--- Task item ---
Your answer should be an exact copy of the listing.

--- Provided information ---
PR #2435, opened 2015-08-13
Create wheel for nupic.bindings during installation

### LINKED ISSUE #2413: Master build deployment failure, missing "nupic.bindings"
See: https://travis-ci.org/numenta/nupic/jobs/75138342#L6712

```
Downloading/unpacking nupic.bindings==0.1.0 (from nupic==0.2.7.dev0)
  Could not find any downloads that satisfy the requirement nupic.bindings==0.1.0 (from nupic==0.2.7.dev0)
Cleaning up...
No distributions at all found for nupic.bindings==0.1.0 (from nupic==0.2.7.dev0)
Storing complete log in /home/travis/.pip/pip.log
The command ". ./ci/travis/before_deploy.sh" failed and exited with 1 during .
```

CC @akhilaananthram @scottpurdy

akhilaananthram:
This allows us to deploy a nupic wheel and the wheels for the dependencies.

Fixes #2413

@scottpurdy @rhyolight

### DIFF
--- a/setup.py
+++ b/setup.py
@@ -385,7 +385,6 @@ if __name__ == "__main__":
     copyProtoFiles(nupicCoreReleaseDir)
 
     requirements, dependencies = findRequirements(nupicCoreReleaseDir)
-    print dependencies
     setup(
       name="nupic",
       version=getVersion(),
--- a/setup.py
+++ b/setup.py
@@ -9,6 +9,7 @@ import tarfile
 import urllib2
 
 from setuptools import setup, find_packages, Extension
+from wheel import egg2wheel
 
 """
 This file builds and installs the NuPIC binaries.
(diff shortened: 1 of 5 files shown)


setup.py
```diff
@@ -9,6 +9,7 @@
 import urllib2
 
 from setuptools import setup, find_packages, Extension
+from wheel import egg2wheel
```
scottpurdy: Can we import this where it is used? Otherwise if the user doesn't have wheel installed and just wants to install NuPIC then we will get an error.

akhilaananthram:
@scottpurdy @oxtopus 
I split "pip wheel . " into multiple commands to make the wheels that we need.  I also added a command to make the nupic egg.

scottpurdy:
:+1:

--- Answer to this exercise ---
PR #2435, opened 2015-08-13
Create wheel for nupic.bindings during installation

### LINKED ISSUE #2413: Master build deployment failure, missing "nupic.bindings"
See: https://travis-ci.org/numenta/nupic/jobs/75138342#L6712

```
Downloading/unpacking nupic.bindings==0.1.0 (from nupic==0.2.7.dev0)
  Could not find any downloads that satisfy the requirement nupic.bindings==0.1.0 (from nupic==0.2.7.dev0)
Cleaning up...
No distributions at all found for nupic.bindings==0.1.0 (from nupic==0.2.7.dev0)
Storing complete log in /home/travis/.pip/pip.log
The command ". ./ci/travis/before_deploy.sh" failed and exited with 1 during .
```

CC @akhilaananthram @scottpurdy

akhilaananthram:
This allows us to deploy a nupic wheel and the wheels for the dependencies.

Fixes #2413

@scottpurdy @rhyolight

### DIFF
--- a/setup.py
+++ b/setup.py
@@ -385,7 +385,6 @@ if __name__ == "__main__":
     copyProtoFiles(nupicCoreReleaseDir)
 
     requirements, dependencies = findRequirements(nupicCoreReleaseDir)
-    print dependencies
     setup(
       name="nupic",
       version=getVersion(),
--- a/setup.py
+++ b/setup.py
@@ -9,6 +9,7 @@ import tarfile
 import urllib2
 
 from setuptools import setup, find_packages, Extension
+from wheel import egg2wheel
 
 """
 This file builds and installs the NuPIC binaries.
(diff shortened: 1 of 5 files shown)


setup.py
```diff
@@ -9,6 +9,7 @@
 import urllib2
 
 from setuptools import setup, find_packages, Extension
+from wheel import egg2wheel
```
scottpurdy: Can we import this where it is used? Otherwise if the user doesn't have wheel installed and just wants to install NuPIC then we will get an error.

akhilaananthram:
@scottpurdy @oxtopus 
I split "pip wheel . " into multiple commands to make the wheels that we need.  I also added a command to make the nupic egg.

scottpurdy:
:+1:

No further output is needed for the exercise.